G4P1L1A2 with polyhydramnios underwent Elective LSCS. Intraoperatively dense adhesions noted. On pod-8, the patient presented with increased bleeding p/v. On examination, a uterus of 24 weeks’ size, intermittently relaxing. Her coagulation profile was deranged [PT-45.3, APTT-93, INR-4.04]. Portable ultrasound suggested a probability of retained products of conception.


The patient was stabilized with blood and blood products. USG-guided suction and evacuation were attempted, but the procedure was abandoned as the uterine cavity enlarged and no products obtained.


Emergency Subtotal Hysterectomy with B/L internal iliac artery ligation performed. The patient withstood the procedure well. Post-operatively she was managed with blood and blood products. Histopathology report-grossly postpartum uterus measuring 15x15x5 cm without cervix and adnexa. The endometrial cavity appears shaggy brown and the right posterior aspect shows adherent dark brown hemorrhagic tissue measuring 1.5 cm in thickness adherent to the myometrium. Microscopically, the endometrium has large ectatic blood vessels which display scattered trophoblasts within the wall. Many of these vessels show a lack of endothelial lining.

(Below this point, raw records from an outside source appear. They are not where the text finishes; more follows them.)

PR #352, opened 2025-11-26
meson: Exclude submodule from triggering the --buildtype check

nilFinx:
Required for a new port that I'm going to release soon (I can just use /bin/meson to avoid it, but I figured that I should push this fix)

### DIFF
--- a/HaikuPorter/ShellScriptlets.py
+++ b/HaikuPorter/ShellScriptlets.py
@@ -384,7 +384,8 @@ cmake()
 meson()
 {
 	if [[ "$*" != *buildtype* ]] && [[ "$*" != compile* ]] \
-			&& [[ "$*" != install* ]] && [[ "$*" != test* ]]; then
+			&& [[ "$*" != install* ]] && [[ "$*" != test* ]] \
+			&& [[ "$*" != submodule* ]]; then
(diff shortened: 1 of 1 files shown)


waddlesplash:
What's this command for? We don't want to download code inside the chroot. (In fact it may be a good idea to prevent network access inside the chroot entirely, maybe unless some special flag is set on the recipe, but we haven't gone that far yet...)

waddlesplash:
We require all downloads of source code to be done by HaikuPorter and verified by hashes specified in the recipe itself. So, this command shouldn't be used at HaikuPorts then.

waddlesplash:
> then projects that depends on many submodules will be more time consuming for prett much no reason

Most projects with many submodules often provide release tarballs with all the submodules included. Or, if the submodules are third-party dependencies, then those dependencies should each get their own recipes. Or, in the case of things like Rust, we have scripts in this repository which will take a Cargo file and automatically create a recipe with everything specified.

> and I'm pretty sure that mamy of them uses it to download something.

Most of them likely use it to fetch commit hashes or do other such things. If they're using it to download, they probably shouldn't be.

> airgapped recipes isn't a good idea.

Why not?

PR #354, opened 2025-12-03
Add tools to valid suffixes

Begasus:
This silenced haikuporter report for it not being a valid suffix

### DIFF
--- a/HaikuPorter/Package.py
+++ b/HaikuPorter/Package.py
@@ -38,6 +38,7 @@ class PackageType(str):
 	DOCUMENTATION = 'doc'
 	GENERAL = 'general'
 	SOURCE = 'source'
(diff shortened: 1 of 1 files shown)


Begasus:
Adding one for the likes of "qt5" wouldn't make sense imho, for tools I think it should, as imho it's a more valid suffix used.
If the predefined summary suffix for tools fixes this, I'm all in. :+1:

jmairboeck:
While haikuporter updated the dependency infos for the mass change in https://github.com/haikuports/haikuports/pull/13694, I also noticed one "qt6" suffix and a few "bin" suffixes show up with that error message.

jmairboeck:
I'll have look if I can find the issue.

PR #357, opened 2025-12-31
make Architecture and MachineArchitecture values case-sensitive

jmairboeck:
Make the ALL value upper case, as suggested by @waddlesplash.

This is a breaking change! The recipe format version should be bumped when merging this (ideally together with #349).

The other case-normalized attributes types are:
 * Provides and Requires List (lower case)
 * YesNo (lower case)
 * Phase (upper case)

Should these also be made case-sensitive? (probably only Phase)

### DIFF
--- a/HaikuPorter/ConfigParser.py
+++ b/HaikuPorter/ConfigParser.py
@@ -164,7 +164,7 @@ class ConfigParser(object):
 			elif attrType == MachineArchitecture:
 				entries[key] = {}
 				knownArchitectures = MachineArchitecture.getAll()
-				valueString = valueString.lower()
+				#valueString = valueString.lower()
 				if valueString not in knownArchitectures:
 					architectures = ','.join(knownArchitectures)
 					sysExit('%s refers to unknown machine-architecture %s\n'
@@ -173,7 +173,7 @@ class ConfigParser(object):
 				entries[key] = valueString
 			elif attrType == Architectures:
 				entries[key] = {}
-				for value in [v.lower() for v in valueString.split()]:
+				for value in valueString.split():
 					architecture = ''
 					if value.startswith('?'):
 						status = Status.UNTESTED
@@ -185,13 +185,14 @@ class ConfigParser(object):
 						status = Status.STABLE
 						architecture = value
 					knownArchitectures = Architectures.getAll()
-					if architecture == 'all':
+					if architecture == 'ALL':
 						if len(entries[key]) > 0:
-							sysExit("%s specifies 'all' after other architectures"
+							sysExit("%s specifies 'ALL' after other architectures"
 									% (filename))
 						for machineArch in MachineArchitecture.getAll():
 							entries[key][machineArch] = status
 					else:
+						#architecture = architecture.lower()
 						if architecture not in knownArchitectures:
 							architectures = ','.join(knownArchitectures)
 							sysExit('%s refers to unknown architecture %s\n'


pulkomandy:
> This is also the reason why "ALL" must come first. If you expand it like that, this is easy to see.

I think this is a sign that the implementation is a bit hacky. Using uppercase to make it more obvious that it is a hack with counter-intuitive usage is not great.

Maybe something like `ARCHITECTURES = ALL_EXCEPT("x86_gcc2")` would make more sense. Then it can be documented (and even implemented) as an actual function or macro and not a string substitution hack.

And we can also have a predefined constant that allows to write `ARCHITECTURES = ALL` for the simplest cases.

Begasus:
Like "x86_64 ALL" would only apply on x86_64 and not the others?
EDIT: if so, we already to those with "?all x86_64" ?

jmairboeck:
No, I meant that ALL doesn't affect x86_64 when specified after it, so that the order doesn't matter again.

pulkomandy:
My problem is it is used inside a string which is quite confusing, I would say macros usually do not work like that in other languages.

I would prefer either for it to be outside the string (as I proposed) or maybe as a variable ($ALL or some other prefix).

The idea being to keep the recipe syntax close to bash, and not add extra "magic" on top of that where not needed.

That being said, I don't care enough about this to provide a different implementation, so if the current solution seems good enough, you can go with it.

Begasus:
Don't have any strong opinion here, but please don't over-complicate things just for the sake of it.

jmairboeck:
> > [...] maybe as a variable ($ALL or some other prefix).
> 
> Unfortunately this doesn't work so easily, because we also need to apply the prefix character to all of them. If $ALL just expands to all architectures, "?$ALL" would only put the ? before the first one.

Another idea: we could make the prefix character "sticky", so that it applies to all following values until it is changed without the need for it to be repeated, and add a new one (like `=`) to denote stable. Then we could just make a normal variable out of it. But that would be quite a big breaking change.

Example:

```
?x86_64 riscv64 =x86_gcc2
```
would be what is now written as
```
?x86_64 ?riscv64 x86_gcc2
```

pulkomandy:
> It's functionally a "macro" which token-pastes all architectures. We generally define macros in uppercase in Haiku coding style, so what's the problem here?

So, trying to think about it at a higher level:

The fact that "all" is implemented as a macro should be an implementation detail. At the moment, it isn't, because the way the macro works is not fully transparent, and can result in unexpected behavior. Specifically, its position in the list makes it do different things. For example "!x86_gcc2 x86_64" is the same as "x86_64 !x86_gcc2", but "!x86_gcc2 all" is not the same as "all !x86_gcc2".

I think (but I can only guess, since no good explanation was given) that this is the original problem leading to this discussion in the first place.

In that context, there are many ways to solve this problem:

- Make "all" behave "as expected", that is, instead of expanding to all architectures, it should expand to "all architectures not otherwise specified in the string". Maybe it should be renamed to "others" then, and you could do something like "!x86_gcc2 others" and it would do what makes sense: mark as broken on x86_gcc2 and working on all other architectures.
- Keep the current behavior, which is unintuitive, and try to make it more obvious that "all" has this unintuitive behavior by making it stand out. This change suggests using uppercase, but I find that not really helpful. It makes it stand out and look different, but I wouldn't think of macro expansion when looking at it inside a string. The chain of thought to make that work is something like: "This is in uppercase unlike the others, must be something special" -> "Macros in C in Haiku sourcecode also use uppercase, this might be a macro" -> "I still have to look up the documentation or sourcecode of haikuporter to understand what it does" -> "Ok, this is a macro that expands to all architectures while optinally prepending a prefix to all of them" -> "Now I can run that algorithm in my head, and then I have to know that it's possible to override the status for an architecture by putting it again later in the string, but not by putting it before ALL". I don't think this is very helpful, the solution is very oriented to knowing the implementation and the coding style of an unrelated programming language ("uppercase is for macros" is a C++ thing).
- Introduce a whole new syntax like the one I proposed, or any other one that fits. I would be happy with something like $ALL (which makes it obvious that something like bash expansion rules would apply, something we routinely use in haikuports recipes), but it's not exactly obvious how !$ALL would expand then. I would also be fine with introducing other markers that make this explicitly look like a macro, preferably drawing from bash and Python rather than C++ conventions (especially when used in a way that wouldn't quite work in C++, where macros inside strings are pretty unusual).
- Another option is to have haikuporter simply catch "nonsensical" settings of the ARCHITECTURES variable before doing the "all" expansion. For example, prevent "all" from being used anywhere but as the first item in the ARCHITECTURES list. Then we can have an error message with all the explanations we want in there.

jmairboeck:
> * Make "all" behave "as expected", that is, instead of expanding to all architectures, it should expand to "all architectures not otherwise specified in the string". Maybe it should be renamed to "others" then, and you could do something like "!x86_gcc2 others" and it would do what makes sense: mark as broken on x86_gcc2 and working on all other architectures.

See #366 for that (still called "all" though).

> * Another option is to have haikuporter simply catch "nonsensical" settings of the ARCHITECTURES variable before doing the "all" expansion. For example, prevent "all" from being used anywhere but as the first item in the ARCHITECTURES list. Then we can have an error message with all the explanations we want in there.

This is what it currently does (since #356).

PR #359, opened 2026-01-05
pyproject.toml: add script declaration to install haikuporter

### LINKED ISSUE #277: pip3 install no longer adds executable to path
After the changes @jurgenwigg  put in place to modernize haikuporter, ```pip3 install``` no longer places haikuporter or haikuporter.py into a PATH.   From what I can tell, it no longer even installs haikuporter.py anywhere.

jmairboeck:
Apparently, poetry does support installing existing raw files as scripts. See https://python-poetry.org/docs/pyproject/#scripts-1

This should fix #277.

----

I do agree with @OscarL that poetry has too many dependencies, which we probably will not need. Should we maybe switch the build backend back to setuptools? I would keep `pyproject.toml` though. Setuptools seems to also still support raw scripts, although it is discouraged. See https://setuptools.pypa.io/en/latest/userguide/pyproject_config.html#setuptools-specific-configuration (the `script-files` option).

### DIFF
--- a/pyproject.toml
+++ b/pyproject.toml
@@ -30,6 +30,9 @@ mkdocs = "^1.4.2"
 mkdocs-material = "^8.5.10"
 mkdocstrings = {extras = ["python"], version = "^0.19.0"}
 
+[tool.poetry.scripts]
+haikuporter = {reference = "haikuporter", type = "file"}
+
 [build-system]
 requires = ["poetry-core>=1.0.0"]
 build-backend = "poetry.core.masonry.api"


OscarL:
LGTM (but havent locally tested).

----

I would very much like to get rid of all this poetry stuff. If we're gonna switch, I'd like to use the leanest possible build system.

`pyproject.toml` is pretty much the modern standard, so yes, that should stay.

I have no experience creating Python packages myself, but based on my experience over HaikuPorts... I'm partial to `flit-core`, and using `build` + `install`.

As a quick test, I've replaced HaikuPorter's `pyproject.toml` with the following:

```toml
[build-system]
requires = ["flit_core"]
build-backend = "flit_core.buildapi"

[project]
name = "HaikuPorter"
authors = [ { name = "Haiku Inc.", email = "contact@haiku-inc.org" } ]
dynamic = [ "version" ]
description = "The tool that builds HaikuPorts recipes."

[project.scripts]
haikuporter = "HaikuPorter.Main:main"
```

Some of the vessels show fibrin thrombi; chorionic villi are not seen. Consistent with placental site vessel sub involution. There is no evidence of retained products of conception. Risk factors in this patient are previous LSCS with dense adhesions, and inflammation affecting blood vessels. Conservative management like uterine artery embolization can be done where facilities are available.


Placental site subinvolution is a rare form of secondary PPH that has always been underdiagnosed. Incidence of postpartum haemorrhage from subinvolution is most common in the second week postpartum. Diagnosis confirmed by histopathology.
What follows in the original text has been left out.